Last modified: 2013-11-12 12:17:17 UTC
Created attachment 13314 [details] Patch showing how to add the UTF-8 byte order mark to the output of the CsvResultPrinter The problem can be duplicated by having an inline query which returns results containing non-latin characters. If you specify the output format to be csv with a delimiter of a semicolon, once you click on the link for the results, Excel will open it directly. While the file is encoded as UTF-8, Excel can't figure that out. Reimporting the file into Excel with the correct encoding is a non-intuitive multi-step process that is a bit of a hassle. Appending the UTF-8 byte order mark (see http://roosmaa.net/importing-utf-8-csvs-in-excel/) to the output of the CsvResultPrinter makes everything work like it should.
Change 84907 had a related patch set uploaded by Mwjames: (Bug 54289) \SMW\CsvResultPrinter UTF-8 byte order mark https://gerrit.wikimedia.org/r/84907
Just added the patch + test but would this UTF-8 byte order mark create recognition issues for non-Excel CSV interpreter?
After verifying that it works for Excel 14.0 (Office 2010) under Windows, I've also tried it on Ubuntu 13.04 with Gnumeric Spreadsheet 1.12.1 and LibreOffice Calc 4.0.2.2 without any problems.
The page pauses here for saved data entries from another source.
PR #48, opened 2019-01-30
feat(mysql): adding support for mysql and mysql2, improving pg tracing

ronyis:


src/events/sql.js
```diff
@@ -0,0 +1,111 @@
...
+            sqlObj = sqlParser.parse(queryString);
+        } catch (error) {
+            sqlObj.type = 'SQL-Command';
+        }
+
+        const { type, table } = sqlObj;
+
+        const { database, host } = config;
+
+        let resourceType = 'sql';
```
ranrib, line 49: `= 'database'`

ronyis: 'database' is too generic, another resource could have the same type and name.

ranrib (approved):

PR #52, opened 2019-02-08
fix(sql.js): fix sql callback extraction.

ranrib:
Fixing:
1. just-extend vuln.
2. callback extraction in mysql.
3. parsing query in sequelize.
4. printing full trace.

### DIFF
--- a/src/events/mysql.js
+++ b/src/events/mysql.js
@@ -17,14 +17,14 @@ function mysqlQueryWrapper(wrappedFunction) {
         let params;
         if (typeof sql !== 'string') {
             queryString = sql.sql;
-            params = sql.values;
-            callback = (
-                sql.onResult ||
-                (typeof arg2 === 'function' && arg2) ||
-                (typeof arg1 === 'function' && arg1)
-            );
         } else {
             queryString = sql;
+        }
+
+        if (sql.onResult) {
+            params = sql.values;
+            callback = sql.onResult;
+        } else {
             ({ params, callback } = sqlWrapper.parseQueryArgs(arg1, arg2));
         }
 
--- a/src/events/mysql.js
+++ b/src/events/mysql.js
@@ -15,14 +15,17 @@ function mysqlQueryWrapper(wrappedFunction) {
         let queryString;
         let callback;
         let params;
-        // This function can be called with either a string or Query object
-        if (typeof sql === 'string') {
-            queryString = sql;
-            ({ params, callback } = sqlWrapper.parseQueryArgs(arg1, arg2));
-        } else {
+        if (typeof sql !== 'string') {
             queryString = sql.sql;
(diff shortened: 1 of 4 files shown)


src/events/mysql.js
```diff
@@ -15,14 +15,17 @@ function mysqlQueryWrapper(wrappedFunction) {
         let queryString;
         let callback;
         let params;
-        // This function can be called with either a string or Query object
-        if (typeof sql === 'string') {
-            queryString = sql;
-            ({ params, callback } = sqlWrapper.parseQueryArgs(arg1, arg2));
-        } else {
+        if (typeof sql !== 'string') {
```
ronyis, line 18: I think there is a little issue with that:
We have seen that in 'sequalize', the object is not `Commands.Query` but still has an `sql` field containing the query.
Although, it may not have the `values` field set, and both `values` and `callback` can be given as arguments (see `mysql2.connection.createQuery`). But you only take `callback` argument in this case.
Seems to me that the correct thing to do is to check if `onResult` is set, and decide by it wether to take both arguments from the `sql` object or from this function's arguments/

src/events/sql.js
```diff
@@ -37,7 +37,9 @@ module.exports.wrapSqlQuery = function wrapSqlQuery(queryString, params, callbac
     try {
         let sqlObj = {};
         try {
-            sqlObj = sqlParser.parse(queryString);
+            // Sanitizing query.
+            const queryStringSan = queryString.split('`').join('').replace(';', '');
```
ronyis: Why not just `queryString.replace('`', '')`?
And why do you want to remove ';'? It used to concatenate several queries

src/tracer.js
```diff
@@ -177,7 +176,7 @@ function sendCurrentTrace(traceSender) {
  *  */
 function postTrace(traceObject) {
     utils.debugLog(`Posting trace to ${config.getConfig().traceCollectorURL}`);
-    utils.debugLog(`trace: ${util.inspect(traceObject)}`);
+    utils.debugLog(`trace: ${JSON.stringify(traceObject, null, 2)}`);
```
ronyis, line 179: Avoid printing the whole JSON to log?

ronyis (changes requested):

src/events/sql.js
ranrib: replace in js just replaces the first instance :(

src/tracer.js
ranrib: It's annoying - if we're in debug mode I prefer to see the full payload

src/events/mysql.js
ranrib: But sometimes `sql.onResult` is undefined, and `sql.sql` is defined.

ronyis (approved):

PR #53, opened 2019-02-10
feat(wrapper): sending trace before function timeout is reached

liadgo:


package.json
```diff
@@ -57,6 +57,7 @@
     "eslint-plugin-mocha": "^4.11.0",
     "eslint-plugin-react": "^7.11.0",
     "husky": "^1.1.0",
+    "lolex": "^3.0.0",
```
galbash, line 60: ?

package.json
```diff
@@ -81,6 +82,7 @@
     "json.sortify": "^2.2.2",
     "md5": "^2.2.1",
     "node-sqlparser": "^1.0.4",
+    "nvm": "0.0.4",
```
galbash: this shouldn't be a dependency

src/event.js
```diff
@@ -28,6 +28,14 @@ module.exports.setException = function setException(event, error) {
     }
 };
 
+/**
+ * Add timeout indication to a given event
+ * @param {proto.event_pb.Event} event The event the timeout is set on
+ */
+module.exports.setTimeout = function setTimeout(event) {
```
galbash: maybe markAsTimeout? (setTimeout is kinda reserved in node)

src/proto/error_code_pb.js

So while things work for these programs, the more I read on the UTF-8 BOM, the more it seems like a hack to make the output work with Microsoft programs (https://en.wikipedia.org/wiki/Byte_order_mark#UTF-8 "Despite this, Microsoft..."). Apparently this can cause problems with programs that don't look for a BOM and try to parse it as data. I'm not sure which programs would fall into this category, but I can test them if anyone has ideas.
Change 84907 abandoned by Mwjames: (Bug 54289) \SMW\CsvResultPrinter UTF-8 byte order mark Reason: Abandon this for now, needs a clear analysis so it doesn't causes more issues than it would solve. https://gerrit.wikimedia.org/r/84907
The "excel" result format [1] may be a way out here but I strongly believe that this result format should cater for Excel, too. This would definitively make life easier. [1] http://semantic-mediawiki.org/wiki/Help:Excel_format
The more I've looked into this, the more I'm not convinced that CSV is a good format to use with Excel. Beyond just the BOM issue, I've found that the expected delimiters are different depending on if you're in say Europe or the US. In Europe, the comma is used as the decimal point, so Excel expects a semicolon delimiter.